Cellular-resolution multi-region optical recording of neural activity with wide-field two-photon microscopy

Period of Performance: 09/23/2015 - 03/22/2016

$225K

Phase 1 SBIR

Recipient Firm

Vidrio Technologies, LLC
ASHBURN, VA 20147
Principal Investigator

Abstract

DESCRIPTION (provided by applicant): Objectives and optics for are rapidly evolving to allow wider and wider FOVs for two photon laser scanning microscopes (2PLSM). This development introduces a new challenge: point-by- point raster scanning over the entirety of the FOV requires the experimenter to sacrifice either single-cell sensitivity (because of faster scanning rates required to cover the larger field in the same amount of time) or temporal resolution (because of scanning at the same speed and thus taking longer to cover the FOV), or both. This tradeoff will be a major pain point for neuroscience labs moving to wide-FOV 2PLSM, and a major hindrance to harvesting the scientific benefits of wide-FOV 2PLSM. Current 2PLSM systems use two scanners in series;either two galvanometer based scanners or an 8-12kHz resonant scanner paired with a galvanometer scanner. Such scanner combinations allow addressable X-Y point-by-point laser scanning at video rates for small FOV. For larger FOV it is desirable to divide the FOV into smaller regions of interest to achieve higher scanning rates that retain cellular resolution and sensitivity. The work described in this proposal will produce a nove 2PLSM three scanner hardware solution that will help address this challenge.
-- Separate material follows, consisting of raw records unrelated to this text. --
PR #935, opened 2020-12-08
Adding nuxt-google-optimize and first experiment

mirjamverloop:


layouts/default.vue
```diff
@@ -145,6 +145,9 @@
           { hreflang: 'x-default', rel: 'alternate', href: this.canonicalUrlWithoutLocale },
           ...i18nSeo.link
         ],
+        script: [
+          { src: `https://www.googleoptimize.com/optimize.js?id=${this.$config.googleOptimize.id}` }
+        ],
```
lbiedinger, line 150: This section should be optional depending on:
a) A google Optimize ID being present.
b) An experiment being active/available through `this.$exp`.
Otherwise we don't need to include the optimize code at all.

lbiedinger (changes requested):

Combining a resonant (R) scanner with a galvanometer scanner (G) pair provides a means to perform faster scans in arbitrary rectangular regions of interest within a FOV. Vidrio Technologies'patent pending RGG scanning assembly will be a compact, plug-and-play system that will easily integrate into existing 2PLSM systems. The software required to drive this new scanner assembly will be added to Vidrio's existing and popular 2PLSM imaging software ScanImage. The multi-region of interest imaging approach we describe, is designed to scale up with the rapidly expanding reach of 2PLSM cellular resolution brain activity imaging thus providing a long term solution for large FOV imaging.